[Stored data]
┏━━

PR #413, opened 2021-10-21
Add gemmSizes checks to quickly reject an invalid configuration

yiqian1:
Check gemm sizes for backward data convolutions in miirCreateHandle() so that a configuration with invalid gemm sizes will be rejected without going through the lowering pass. The motivation was to regain the performance loss of the function IsApplicable() in MIOpen's MLIR solvers as described in [this ticket](https://github.com/ROCmSoftwarePlatform/MIOpen/issues/1062).

This patch regains most (meaning >90%) of the performance of IsApplicable(). For example, for an invalid configuration, the original IsApplication() took 12us, the current IsApplication() takes 3700us, and with the changes in this PR, IsApplication() would take 180us. Although it’s much faster than the current IsApplication(), it’s still 15x slower than the original one. This is due to the overhead of passing the configuration to MLIR library and extracting necessary data for analysis.

### DIFF
--- a/mlir/include/mlir/Dialect/MIOpen/Generator/Conv2dGenerator.h
+++ b/mlir/include/mlir/Dialect/MIOpen/Generator/Conv2dGenerator.h
@@ -14,6 +14,7 @@
 #define MLIR_DIALECT_MIOPEN_CONV2DGENERATOR_H_
 
 #include "mlir/Dialect/MIOpen/MIOpenOps.h"
+#include "mlir/Dialect/MIOpen/utility/BackwardDataValidation.h"
 #include "mlir/IR/BuiltinOps.h"
 #include "mlir/Support/LogicalResult.h"
 
@@ -113,6 +114,9 @@ public:
   }
   LogicalResult isApplicable() const;
 
+  int64_t getBwdDataNumberOfGemm() const;
+  std::tuple<int64_t, int64_t, int64_t> getBwdDataGemmSizes(int64_t) const;
+
 private:
   template <typename Vector>
   std::vector<int64_t> layoutPermutation(const Vector &src,
@@ -128,6 +132,7 @@ private:
   int getBwdDataKernelCount() const;
   LogicalResult hasValidDimension() const;
   LogicalResult hasValidChip() const;
+  LogicalResult hasValidGemmSizes() const;
 
   // Generator config
   Config config;
--- a/mlir/lib/Dialect/MIOpen/Generator/Conv2dGenerator.cpp
+++ b/mlir/lib/Dialect/MIOpen/Generator/Conv2dGenerator.cpp
@@ -126,6 +126,11 @@ LogicalResult Conv2dGenerator::isApplicable() const {
     return failure();
   }
 
+  if (config.operation == miopen::Conv2DBwdDataOpType &&
+      failed(hasValidGemmSizes())) {
+    return failure();
+  }
+
   return success();
 }
 
@@ -258,6 +263,25 @@ LogicalResult Conv2dGenerator::hasValidChip() const {
 
   if ((chipHexNumber > 0x908) || (chipHexNumber < 0x900))
     return failure();
+
+  return success();
+}
+
+LogicalResult Conv2dGenerator::hasValidGemmSizes() const {
+  const int64_t waveSize = 64;
+  if (config.operation != miopen::Conv2DBwdDataOpType)
+    return success();
+
+  int64_t gemmM, gemmN, gemmK;
+  for (int64_t gemmId = 0; gemmId < getBwdDataNumberOfGemm(); ++gemmId) {
+    std::tie(gemmM, gemmN, gemmK) = getBwdDataGemmSizes(gemmId);
+    if (config.xdlops) {
+      if (failed(isValidGridGemmXdlops(gemmM, gemmN, gemmK, waveSize)))
+        return failure();
+    } else if (failed(isValidGemmNonXdlops(gemmM, gemmN, gemmK))) {
+      return failure();
+    }
+  }
 
   return success();
 }
@@ -622,4 +646,42 @@ LogicalResult Conv2dGenerator::genConvModule(ModuleOp &module,
   block->push_back(returnOp);
 
   return success();
+}
+
+int64_t Conv2dGenerator::getBwdDataNumberOfGemm() const {
+  auto gcdStrideDilationH =
+      math_util::gcd(config.strideHeight, config.dilationHeight);
+  auto gcdStrideDilationW =
+      math_util::gcd(config.strideWidth, config.dilationWidth);
+
+  auto yTilda = config.strideHeight / gcdStrideDilationH;
+  auto xTilda = config.strideWidth / gcdStrideDilationW;
+  return yTilda * xTilda;
+}
+
+std::tuple<int64_t, int64_t, int64_t>
+Conv2dGenerator::getBwdDataGemmSizes(int64_t gemmId) const {
+  auto inDim = canonicalizeDims(config.inputDimension, config.inputLayout);
+  auto filDim = canonicalizeDims(config.filterDimension, config.filterLayout);
+  auto outDim = canonicalizeDims(config.outputDimension, config.outputLayout);
+
+  int64_t y = filDim["y"];
+  int64_t x = filDim["x"];
+  int64_t ho = outDim["h"];
+  int64_t wo = outDim["w"];
+  int64_t hi = inDim["hi"];
+  int64_t wi = inDim["wi"];
+  int64_t c = inDim["c"];
+  int64_t n = outDim["n"];
+  int64_t k = outDim["k"];
+  int64_t strideH = config.strideHeight;
+  int64_t strideW = config.strideWidth;
+  int64_t dilationH = config.dilationHeight;
+  int64_t dilationW = config.dilationWidth;
+  int64_t leftPadH = config.paddingHeightLeft;
+  int64_t leftPadW = config.paddingWidthLeft;
+
+  return calculateBwdDataGemmSizes(y, x, c, n, k, ho, wo, hi, wi, strideH,
+                                   strideW, dilationH, dilationW, leftPadH,
+                                   leftPadW, gemmId);
 }
--- a/mlir/tools/mlir-miopen-lib/mlir-miopen-lib.cpp
+++ b/mlir/tools/mlir-miopen-lib/mlir-miopen-lib.cpp
@@ -94,7 +94,6 @@ LogicalResult MIOpenEnabled(const Conv2dGenerator::Config& conf) {
   bool noBF16 = conf.dataTypeStr != "bf16";
   return LogicalResult::success(layoutSupported && noBF16);
 }
-
 } // namespace
 
 typedef void *MiirHandle;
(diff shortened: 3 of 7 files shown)


mlir/lib/Dialect/MIOpen/Generator/Conv2dGenerator.cpp
```diff
@@ -590,3 +590,71 @@ LogicalResult Conv2dGenerator::genConvModule(ModuleOp &module,
...
+}
+
+std::tuple<int64_t, int64_t, int64_t>
+Conv2dGenerator::getBwdDataGemmSizes(int64_t gemmId) const {
+  auto inDim = canonicalizeDims(config.inputDimension, config.inputLayout);
+  auto filDim = canonicalizeDims(config.filterDimension, config.filterLayout);
+  auto outDim = canonicalizeDims(config.outputDimension, config.outputLayout);
+
+  int64_t y, x, ho, wo, hi, wi;
+  y = x = ho = wo = hi = wi = 0;
```
krzysz00: I'd do these as `int y = filDim["y"];` and so on

mlir/lib/Dialect/MIOpen/Generator/Conv2dGenerator.cpp
```diff
@@ -590,3 +590,71 @@ LogicalResult Conv2dGenerator::genConvModule(ModuleOp &module,
...
+  y = filDim["y"];
+  x = filDim["x"];
+  ho = outDim["h"];
+  wo = outDim["w"];
+  hi = inDim["hi"];
+  wi = inDim["wi"];
+  auto strideH = config.strideHeight;
```
krzysz00: I'd argue against `auto` here, but that's a personal opinion

mlir/tools/mlir-miopen-lib/mlir-miopen-lib.cpp
```diff
@@ -95,6 +95,45 @@ LogicalResult MIOpenEnabled(const Conv2dGenerator::Config& conf) {
   return LogicalResult::success(layoutSupported && noBF16);
 }
 
+LogicalResult validGemmSizes(const Conv2dGenerator &convGen) {
+  const int64_t waveSize = 64;
```
krzysz00: `constexpr`, perhaps?

mlir/tools/mlir-miopen-lib/mlir-miopen-lib.cpp
```diff
@@ -95,6 +95,45 @@ LogicalResult MIOpenEnabled(const Conv2dGenerator::Config& conf) {
...
+
+  // obtain GemmSize
+  int64_t gemmM, gemmN, gemmK;
+  std::tie(gemmM, gemmN, gemmK) = convGen.getBwdDataGemmSizes(0);
+  if (config.xdlops) {
+    // unsupported xdlops-gemm
+    if (gemmM % 16 != 0 && gemmN % 64 != 0)
+      return LogicalResult::failure();
+
+    if (!((gemmM * gemmN) % 256 == 0 && (gemmK * gemmM) % waveSize == 0 &&
```
krzysz00: These are some really strict conditions. Where do they come from?

mlir/tools/mlir-miopen-lib/mlir-miopen-lib.cpp
```diff
@@ -95,6 +95,45 @@ LogicalResult MIOpenEnabled(const Conv2dGenerator::Config& conf) {
...
+          (gemmK * gemmN) % waveSize == 0 && gemmN % 16 == 0 &&
+          gemmM % 4 == 0 && gemmK % 4 == 0))
+      return LogicalResult::failure();
+  } else {
+    if (gemmM % 32 != 0 || gemmN % 32 != 0 || gemmK % 4 != 0)
+      return LogicalResult::failure();
+  }
+
+  for (int64_t gemmId = 1; gemmId < convGen.getBwdDataNumberOfGemm();
```
krzysz00: I'm suspicious of a for loop that starts from 1. Is this an off-by-1?

mlir/include/mlir/Dialect/MIOpen/Generator/Conv2dGenerator.h
```diff
@@ -113,6 +113,9 @@ class Conv2dGenerator {
   }
   LogicalResult isApplicable() const;
 
+  int64_t getBwdDataNumberOfGemm() const;
+  std::tuple<int64_t, int64_t, int64_t> getBwdDataGemmSizes(int64_t) const;
```
krzysz00, line 118: Name the parameter

mlir/tools/mlir-miopen-lib/mlir-miopen-lib.cpp
yiqian1: The same test in the lowering pass: https://github.com/ROCmSoftwarePlatform/llvm-project-mlir/blob/miopen-dialect/mlir/include/mlir/Dialect/MIOpen/Tuning/GridwiseGemmParams.h#L873

mlir/tools/mlir-miopen-lib/mlir-miopen-lib.cpp
yiqian1: The above large if-statement checks gemmM and gemmN (they're the same for all gemmId) and gemmK for gemmId=0. This for loop checks gemmK for gemmId>=1.

mlir/tools/mlir-miopen-lib/mlir-miopen-lib.cpp
```diff
@@ -112,14 +151,18 @@ extern "C" MiirHandle miirCreateHandle(const char *arguments) {
...
-  OpBuilder builder(&(handle->getContext()));
-
   const auto &config = conv2dGenerator.getConfig();
   if (failed(MIOpenEnabled(config))) {
     return nullptr;
   }
 
+  if (failed(validGemmSizes(conv2dGenerator))) {
+    return nullptr;
+  }
```
jerryyin: Move `validGemmSizes()` into `conv2dGenerator::isApplicable()`

mlir/tools/mlir-miopen-lib/mlir-miopen-lib.cpp
```diff
@@ -265,12 +308,13 @@ extern "C" const char *miirGenIgemmCflags(MiirHandle mlirHandle) {
...
 extern "C" MiirStatus miirLowerTuningParams(MiirHandle mlirHandle) {
   const std::lock_guard<std::mutex> lock(mutex);
-  miirLazyInit();
 
   MiirHandle_s *handle = static_cast<MiirHandle_s *>(mlirHandle);
   if (handle == nullptr)
     return MIIR_INVALID_PARAM;
 
+  miirLazyInit();
+
```
jerryyin, line 273: Do the same for `miirLowerBin()`

mlir/lib/Dialect/MIOpen/Generator/Conv2dGenerator.cpp
```diff
@@ -590,3 +590,71 @@ LogicalResult Conv2dGenerator::genConvModule(ModuleOp &module,
 
   return success();
 }
+
+int64_t Conv2dGenerator::getBwdDataNumberOfGemm() const {
```
jerryyin, line 651: We already have `getBwdDataKernelCount()`, what's the difference between the two?

mlir/lib/Dialect/MIOpen/Generator/Conv2dGenerator.cpp
```diff
@@ -590,3 +590,71 @@ LogicalResult Conv2dGenerator::genConvModule(ModuleOp &module,
...
+  auto gcdStrideDilationW =
+      math_util::gcd(config.strideWidth, config.dilationWidth);
+
+  auto yTilda = config.strideHeight / gcdStrideDilationH;
+  auto xTilda = config.strideWidth / gcdStrideDilationW;
+  return yTilda * xTilda;
+}
+
+std::tuple<int64_t, int64_t, int64_t>
+Conv2dGenerator::getBwdDataGemmSizes(int64_t gemmId) const {
```
jerryyin, line 663: I'm confused:

- Does this apply only to backward data? 
- What's special about bwd?
- Why do we want to do gemm size calculation for bwd? Since I think this will be done in deriving the tuning parameter anyways?

mlir/tools/mlir-miopen-lib/mlir-miopen-lib.cpp
jerryyin: Then we should share code between that component instead of copy/paste. What if the condition changed in one location and we forget to update the other?

yiqian1: I see this PR as a temporary workaround. We'll remove these checks when padding kernels are done. So I wanted to limit the changes within IsApplicable()-related code and not touch other code. For the same reason, I put validGemmSizes() in the mlir-miopen-lib.cpp scope, not conv2dGenerator::isApplicable(), as I don't want to affect other callers to conv2dGenerator::isApplicable().

mlir/lib/Dialect/MIOpen/Generator/Conv2dGenerator.cpp
yiqian1: getBwdDataKernelCount() returns the number of kernels with gemmK>0. 
I think I can call getBwdDataNumberOfGemm() inside getBwdDataKernelCount().

mlir/lib/Dialect/MIOpen/Generator/Conv2dGenerator.cpp
yiqian1: Yes, because my previous changes to MIOpen only affected bwd. https://github.com/ROCmSoftwarePlatform/MIOpen/pull/1016

That PR moved the gemmSizes checks into MLIR's deriving-tuning-parameters pass and resulted in huge performance degradation of MIOpen's IsApplicable(). [(this ticket)](https://github.com/ROCmSoftwarePlatform/MIOpen/issues/1062). I'm now moving the gemmSizes checks early so that we don't need to go through the lowering pass to find an in-applicable config.

We could do this for other directions, but that's not related to the problem I'm trying to solve. And again, we'll eventually remove these checks, so I don't feel we need to do this for fwd and wrw.

mlir/tools/mlir-miopen-lib/mlir-miopen-lib.cpp
jerryyin: > I see this PR as a temporary workaround.

I'm not sure we are on the same page here. This only stand if and only if you are based on a number of assumptions, including:
 - Will padding kernel come to production soon enough
 - How badly hurt we are by the applicability and to what extend is it tolerable by MIOpen

But you are right in terms that this was originally aimed at addressing bwd applicability check performance only and we have the next release to address other issues.

>  as I don't want to affect other callers

You won't affect other callers as long as there is check to scope the check to bwd only.

----

Please start a documentation ticket that document the things you have done to speed up bwd. Also, mention the padding kernel in that ticket. The goal of that ticket is to find out how soon padding kernel support is complete and what we want to do with those "temporary" fixes - Either fix them to make them permanent or revert them. 

Although they are temporary in nature, several changes need to happen before this PR is mergable:
 - Eliminate the duplication between those applicability checks and the checks in tuning parameter derive stage. Move them to common header/compilation unit if necessary. If we don't do this work now, very soon no one will dare to touch or remove those those. This will be a different story if both component share the same implementation and we have comments saying that putting those checks beforehand is only a short-term hack.
 - Move the checks you have for this PR to be part of `isApplicable()` check: isApplicable check is used in more than one place, and across our stack. It is dangerous if we get different behavior based on different applicability checks. Move them into a centralized location so at least we get similar behavior across our stack.

jerryyin (changes requested):
I'd block this PR until review comments are addressed for now.

yiqian1:
Close this PR as we need a better understanding on the applicability checks of MIOpen solvers.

┗━━

● WHAT IS EXPECTED
Examine the records and pull out every line where the string "related" occurs.

● OUTPUT OF THE TASK
yiqian1: I see this PR as a temporary workaround. We'll remove these checks when padding kernels are done. So I wanted to limit the changes within IsApplicable()-related code and not touch other code. For the same reason, I put validGemmSizes() in the mlir-miopen-lib.cpp scope, not conv2dGenerator::isApplicable(), as I don't want to affect other callers to conv2dGenerator::isApplicable().
We could do this for other directions, but that's not related to the problem I'm trying to solve. And again, we'll eventually remove these checks, so I don't feel we need to do this for fwd and wrw.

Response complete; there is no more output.